The idea of the opium is inspired because it avoids having to put up with a sort of energy you no longer know what to do with after acid. Given the fact of how strong LSD is, you would willingly go to sleep if you didn’t feel so tense; but instead of that, we slip little by little into a strange softness, the extraordinary mental activity of the past moments mutating into an unexpected serenity. One of us is homosexual and in his ﬁfties—with three young men, two of whom are heterosexual. Nothing feels oppressive, even for me. However, Gérard’s favorite ﬁlm, which we watch during our ﬁrst opium session after acid, is Citizen Kane; and it’s especially moving and successful in these circumstances. After the showing, I talk to Michel in the big room and he sings the praises of the old friend of Orson Welles played by Joseph Cotton; whereas I play the smartass and act the cynic with whom you can’t get away with such things.
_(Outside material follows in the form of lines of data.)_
PR #487, opened 2020-11-26
news125: PR 20305 fixup

jonatack:
During the multiple edits of this writeup, I didn't notice that the unit of the new `fee_rate` was removed, without which it no longer makes sense in the writeup why `fee_rate` was added.

I also didn't notice that "option" was removed in favor of parameter only, which is somewhat incorrect, as `fee_rate` is an option, not a param, in several of the changed RPCs.

- re-add "denominated in sat/vB"

- re-add "option"


jonatack:
(The EOF newline was auto-added by my editor.)

jnewbery:
ACK

PR #488, opened 2020-11-29
Style: update currency abbreviations, including for feerates

harding:
The goal here was to standardize on "sat/vbyte" as our preferred unit for feerates, but this required rewriting the main item for currency units.

### DIFF
--- a/STYLE.md
+++ b/STYLE.md
@@ -127,12 +127,36 @@ spelled the same.
 
 ## Units
 
-- **Currency:** all amounts should be denominated in BTC.  E.g. "the
-  default minimum relay fee is 0.00000001 BTC/vbyte".  When writing out
-  the name of the currency, pluralize by appending an `s`.  E.g. "Alice
-  owns several bitcoins" not ~~"Alice owns several bitcoin"~~.
+- **Currency:** acceptable units and abbreviations are:
 
-- **Weight:** use vbytes rather than weight units, unless using weight
+    | Unit | Abbreviations | Value | &nbsp; |
+    |-|-|-|-|
+    | bitcoins | **BTC** | |
+    | millibitcoins | mBTC | 0.001 BTC | 1e-3 BTC |
+    | microbitcoins | µBTC, uBTC | 0.000001 BTC | 1e-6 BTC |
+    | satoshis | **sat** | 0.00000001 BTC | 1e-8 BTC |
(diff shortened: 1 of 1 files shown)


STYLE.md
```diff
@@ -127,12 +127,36 @@ spelled the same.
...
+
+    | Unit | Abbreviations | Value |
+    |-|-|-|
+    | bitcoins | **BTC** | |
+    | millibitcoins | mBTC | 0.001 BTC |
+    | microbitcoins | µBTC, uBTC | 0.000001 BTC |
+    | satoshis | **sat** | 0.00000001 BTC |
+    | nanobitcoins | nBTC | 0.000000001 BTC |
+    | millisatoshis | msat | 0.00000000001 BTC |
+    | picobitcoins | pBTC | 0.000000000001 BTC |
```
jonatack, line 140: perhaps add a fourth column in exponential/scientfic notation (I find it helpful for expressing and recalling these units and the conversions between them)

STYLE.md
```diff
@@ -127,12 +127,36 @@ spelled the same.
...
+    dollar/dollars (USD).  Similarly, abbreviations are never
+    pluralized.
+
+- **Feerates:** the preferred unit is "sat/vbyte" (satoshis per vbyte).
+  When used only sporadically within a page or section, it is preferred
+  to write out "sat/vbyte" each time, but when used frequently, you may
+  introduce and use the abbreviation "sat/vB".  See note in
+  *weight/vbytes* item about using SI prefixes.
+
+- **Weight/vbytes:** use vbytes rather than weight units, unless using weight
```
jonatack, line 157: perhaps introduce the abbreviation here: "weight units (WU), unless..."

jonatack (commented):
ACK, good timing--among other items today am just now revisiting the code documentation (and refactoring the code) in `policy/feerate.h`.

STYLE.md
harding: I think the abbreviation for weight units is unambiguous, so it probably doesn't need to be explicitly mentioned.

jonatack: No strong opinion, but I should have mentioned that my comment was motivated by someone recently asking on irc what "WU" meant.

jnewbery:
ACK. Looks good to me.

I agree with @jonatack about adding a column with scientific notation.

jonatack:
LGTM

PR #490, opened 2020-12-01
Topics: replace duplicate entry in PTLCs

harding:
It seems I accidentally added the same link to the PTLCs topic twice (it was that exciting!).  This replaces the redundancy with a different link and adds a test to hopefully stop me from doing it again.


bitschmidty (approved):
It was that exciting! That said, apologies for missing this in the review and publishing process. 

tACK on new entry as well as duplicate topic entry detection check

PR #493, opened 2020-12-17
News97: add label to illustration of attack

harding:
This adds a label to the image in https://bitcoinops.org/en/newsletters/2020/05/13/#request-for-an-additional-taproot-signature-commitment

Adding a label makes it similar to the related attack described in a newsletter a month later: https://bitcoinops.org/en/newsletters/2020/06/10/#fee-overpayment-attack-on-multi-input-segwit-transactions

I want to use both images in a different context and so it'd be nice if they both had labels (my preference) or neither had a label.


jnewbery:
Looks good to me. Thanks @harding!

PR #494, opened 2020-12-18
Spelling: s/discrete/discreet/ for DLCs

harding:
This fixes a couple puny problems.  h/t @Xekyo

### DIFF
--- a/Makefile
+++ b/Makefile
@@ -54,6 +54,9 @@ test-before-build:
 	## Check for duplicate links in any particular topic file
 	! git grep url:  _topics/ | sed 's/ \+/ /g' | sort | uniq -d | grep .
 
+	## Check for mistakes typical spell checkers can't catch
+	! git --no-pager grep -i '[d]iscrete log contract'
+
 test-after-build:
 	## Check for broken Markdown reference-style links that are displayed in text unchanged, e.g. [broken][broken link]
 	! find _site/ -name '*.html' | xargs grep ']\[' | grep -v skip-test | grep .
--- a/Makefile
+++ b/Makefile
@@ -1,6 +1,13 @@
 all: test-before-build build test-after-build
 production: all production-test
 
+## If we call git in our tests without using the --no-pager option
+## or redirecting stdout to another command, fail unconditionally.
+## This addresses an issue where `make` can't be run within an IDE because
+## it tries to paginate the output, see:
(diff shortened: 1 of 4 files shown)


Makefile
```diff
@@ -54,6 +54,9 @@ test-before-build:
 	## Check for duplicate links in any particular topic file
 	! git grep url:  _topics/ | sed 's/ \+/ /g' | sort | uniq -d | grep .
 
+	## Check for mistakes typical spell checkers can't catch
+	! git grep -i '[d]iscrete log contract'
```
bitschmidty, line 58: Suggest to append ` | grep .` here to prevent interruption of the build process

bitschmidty (commented):
Tested:

- checked that discrete log contract is caught in a file
- checked that successful build occurs when check passes
- laughed at style guide update
- reviewed previous discreet mentions

One issue I ran into was that the build process was interrupted by the new git grep check and required me to close text editor to continue the build. This occurred whether the check passed or failed. I made a suggestion which appears to resolve the issue on my (macOS) end.

Makefile
harding: Oh, we had this problem before, didn't we?  Can you try: `! git --no-pager grep -i '[d]iscrete log contract'`

bitschmidty: @harding That change works as well (both success and fail behave as expected)

harding:
Force pushed a fix for @bitschmidty's IDE pager issue as well as an additional test that should also produce a failure if anyone tries to write a future test that will have the same issue.

STYLE.md
```diff
@@ -109,6 +109,7 @@ spelled the same.
 | Use | Don't use | Notes |
 |-|-|-|
 | adaptor signatures | adapter signatures | |
+| discreet log contracts | discrete<!-- --> log contracts | Remembering to spell this correctly more often than one time in ten is known as the discrete log problem |
```
jnewbery, line 112: I don't understand the `<!-- -->` here. Is that an html comment?

harding: Yes, an empty comment so that the `git grep` used in the test doesn't match this deliberate violation of the rule.  For the same reason, we use `[d]` instead of `d` in the actual pattern in the Makefile.

jnewbery: ah! Thanks

PR #495, opened 2020-12-19
Update 2020-10-07-newsletter.md

MarcoFalke:
Maybe I am misunderstanding, but this doesn't sound right.

If changing past newsletters is not allowed, please close.


harding:
+100 for correcting the content, but for changes that significantly change the meaning of the text in a document that's already been published, we need to note that we've edited the text.  I'll open a separate PR that includes your commit plus a correction notice.  (Please leave this PR open until then; I'll @ mention you on the other PR.)

Thanks!

jnewbery:
Thanks for reporting this @MarcoFalke!

PR #502, opened 2021-01-11
News88: fix typo

harding:


jnewbery:
Thanks @harding! The `include linkers/issues.md` include at the bottom also needs to be updated.

PR #505, opened 2021-01-18
Typo fix: spelling of Lloyd Fournier's name

harding:
Reported by @ajtowns .  Git grep shows no other incidences of this misspelling.


jnewbery:
Misattributing to Fourier is a very series matter. We should do some analysis on how it happened.

harding:
Three months later, while almost making the same typo again in a draft, I realized I missed an incredible opportunity to title this PR:

> Apply a Fourier transform

PR #510, opened 2021-01-27
Matrix: quick updates to bech32 sending

### LINKED ISSUE #504: bech32 compatibility: Seems outdated
BitMEX definitely supports any v0 bech32 address:
https://blog.bitmex.com/bitmex-enables-bech32-sending-support/

Seems like mycellium supports some level of bech32 since 2018: https://github.com/mycelium-com/wallet-android/issues/425

Jaxx seems to support sending to: https://twitter.com/Jaxx_Support/status/948982835137994754

bitstamp appears to support deposits and sending: https://www.bitstamp.net/article/weve-added-support-bech32-bitcoin-addresses-bitsta/

Abra: no info on this

Binance: No evidence to suggest they support sending to p2wsh. I'll gather more info.

harding:
Closes #504 .  This updates a few of the entries in the table based on evidence provided by @instagibbs in the linked issue.


bitschmidty:
@harding thanks for throwing these together.

Im supportive of the bitstamp and bitmex changes, with a couple fixup commits just pushed.

However, the mycelium changes, I just tested again and neither p2wsh nor p2wpkh addresses are accepted in the UI.

Jaxx changes reference materials before my testing. So I saw with my eyes on those days that bech32 was not supported. But unable to get the wallet working at the moment. Inclined to leave jaxx as is on the site now.

_data/compatibility/jaxx.yaml
```diff
@@ -40,7 +40,7 @@ segwit:
       bech32: "false"
       default: "p2pkh"
     send:
-      bech32: "false"
```
bitschmidty, line 43: I am unable to test this wallet to verify

_data/compatibility/mycelium.yaml
```diff
@@ -39,17 +39,17 @@ rbf:
...
   tested:
-    date: "2019-07-24"
+    date: "2021-01-27"
     platforms:
       - iOS
     version: "14"
   features:
     receive:
       p2sh_wrapped: "false"
-      bech32: "false"
```
bitschmidty, line 49: Cannot see how to do this in the UX currently

_data/compatibility/mycelium.yaml
```diff
@@ -39,17 +39,17 @@ rbf:
...
+      bech32: "true"  # https://github.com/mycelium-com/wallet-android/issues/425#issuecomment-440792004
       default: "p2pkh"
     send:
-      bech32: "false"
+      bech32: "true" # https://github.com/mycelium-com/wallet-android/issues/425#issuecomment-440792004
```
bitschmidty, line 52: Not possible due to validation error in the UX for me

_data/compatibility/mycelium.yaml
```diff
@@ -39,17 +39,17 @@ rbf:
...
       change_bech32: "false"
       segwit_v1: "Fails during address validation."
       bech32_p2wsh: "false"
```
bitschmidty, line 55: Same as above

pointbiz:
Mycelium works for me with bech32. 
Abra App still doesn't support bech32.
Wirex App doesn't support bech32. Should it be added to the list? 

I also heard complaints from multiple people that blockchain.com wallet doesn't support bech32. However, I don't have that wallet to verify.

instagibbs:
Some more updates based on boots on the ground experience:

iOS blockchain.info wallet doesn't support it yet, but they claim Soon(TM)
ZebPay exchange doesn't support(and doesn't seem to want to)
UpBit supports it
ByBit does not.

Xekyo:
Sergej Kotliar [posted](https://twitter.com/ziggamon/status/1393542956322279424) that he was able to send with his Blockchain app to a Bech32 address. Not clear whether that was Android or iOS.

Xekyo:
It appears that Blockchain now also has updated their wallets to receive to P2WPKH addresses by default and produce P2WPKH change outputs.

instagibbs:
@Xekyo can you check on p2wsh support for sending? sometimes wallets don't support both...

Xekyo:
Sorry, I don't have a Blockchain wallet.

harding:
Updated based on the comments here and rebased on master.

_data/compatibility/jaxx.yaml
```diff
@@ -30,7 +30,7 @@ rbf:
         Receiving Replacement Transaction - Replacement transaction shown, original disappears.
 segwit:
   tested:
-    date: "2021-01-27"
+    date: "2019-07-24"
```
Xekyo: Just checking, because it's not mentioned in the commit message, was this rollback intended?

harding: Yes, @bitschmidty said he was unable to verify https://github.com/bitcoinops/bitcoinops.github.io/pull/510#discussion_r568727862 , so I figured it was easier to drop it in this PR in order to get this PR merged.  Sorry for not mentioning that in the commit message.

_data/compatibility/mycelium.yaml
Xekyo: Should this then maybe also be reverted?

Xekyo (commented):
Looks reasonable, just got an open follow-up on Mycelium.

harding:
> Looks reasonable, just got an open follow-up on Mycelium.

Most recent comment on this thread was that it worked. https://github.com/bitcoinops/bitcoinops.github.io/pull/510#issuecomment-772978577

Xekyo:
Ah okay. I thought it was surprising that the date was set to the past. In that case, the update looks good to me. What's would be the next step to ship it?

_data/compatibility/mycelium.yaml
Xekyo: I downloaded and tested Mycelium, added a commit to update the information on Mycelium's segwit compatibility.

Xekyo:
I added a commit to update the Mycelium segwit compatibility data after testing it with Android today.

bitschmidty:
I noticed some of the new images were not optimized, so I optimized those and squashed.

Xekyo:
Thanks for optimizing the images. I'm a bit surprised at the squash. I had left a detailed description in the commit message for the Mycelium update. Squashing the commits dropped that information. Is there a general rule of thumb when I should expect things to be squashed and when we keep the commit history as with the newsletter?

bitschmidty:
Hey @Xekyo that’s a good point. Im happy to keep the commits separate to preserve that additional information in the commit message. Or could pull commit info into a squashed commit? Im open to suggestions on general rule for this sort of thing.

bitschmidty:
I squashed the image optimizations into the mycelium commit.

Xekyo:
I like cleaning up my commit history by squashing tiny commits that belong together to one commit (i.e. a follow-up commit that fixes a single typo shouldn't be a separate commit), but beyond that I prefer keeping all commits as it makes it easier to assess changes in their distinct context later without throwing a bunch of unrelated changes together in one change-set.

For example here, I'd say the "clean way" would be:
* The first commit makes updates to four different services while the following two commits just make corrections to the first commit. Those three commits I'd squash into one.  
* The commit with the blockchain.info update was made much later, and it also reverts the changes to the Jaxx wallet. I'd pick the changes to Jaxx into the first commit (reverting changes to Jaxx altogether rather than introducing them and rolling them back in the same PR in a later commit), while I would leave the blockchain.info update as a distinct commit.  
* I'd leave the Mycelium commit separate because Mycelium was already previously updated in the first commit, and the second update switches the assessment from iOS to Android, and was presumably gathered using a different methodology than the first updates.

In practice, investing that much time would be overkill on this series of commits, so I'd propose that we squash the first four commits and leave the Mycelium commit separate.

bitschmidty:
@Xekyo Good to get your perspective on this. Ive taken your recommendation and squashed the first 4 into one.

Xekyo (approved):
LGTM, I'm an author though.

harding:
Quick skimmed the diff and LGTM.

IMO, if @bitschmidty is happy, that's enough to merge.  The fact that information on these pages can become outdated and so break reader expectations implies to me that us maybe accidentally misprinting some information isn't the end of the world.  So I think we don't need to be overcautious.

PR #513, opened 2021-02-02
Topics: date index: display entries after 2020

harding:
This allows the [topic date index](https://bitcoinops.org/en/topic-dates/) to display entries after 2020.


bitschmidty (commented):
tACK 994970e35454f3db45390857dd4be8b3c2e46528

PR #542, opened 2021-04-01
New topic: DLCs

harding:


jnewbery (commented):
Looks great, Dave!

What do you think about adding a note that the original DLC construction used a trick with schnorr signatures. Later, a version that used adaptor signatures in ECDSA was developed. Is that too much implementation detail?

_topics/en/discreet-log-contracts.md
```diff
@@ -0,0 +1,80 @@
...
+  oracle doesn’t need to know the terms of the contract (or even that
+  a contract was made).
+
+## Optional.  Use Markdown formatting.  Multiple paragraphs.  Links allowed.
+extended_summary: |
+  The transactions creating and settling the contract can be made
+  indistinguishable from many other Bitcoin transactions or they can be
+  executed within an LN channel. This makes DLCs more private and
+  efficient than other known oracle-based contract methods, and it’s
+  arguably more secure as an oracle that commits to a false result
```
bitschmidty, line 35: Perhaps Im missing something here, but I dont see how the indistinguishable-ness of the contract's txs is related to oracle generating clear evidence of fraud?

harding:
Updated, thanks!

I defy how I’m really feeling and say that the character’s diehard moral stance has a pain-in-the neck aspect, as if I tend never to trust virtue, whereas in truth I adore it in this instance. A beautiful life is like the one Joseph Cotton is portraying. Next, I’m afraid there’s been a misunderstanding that has falsely reduced my image in Michel’s eyes, the same one I just pieced together. But losing our minds and discovering others, recycling ones from the past—for us it’s all good. Nor is our respect for Michel a drawback. Sharing acid is a relationship of a superior order in itself, inaccessible to most. Michel is always peerless, and from that perspective, drugs have no effect on him.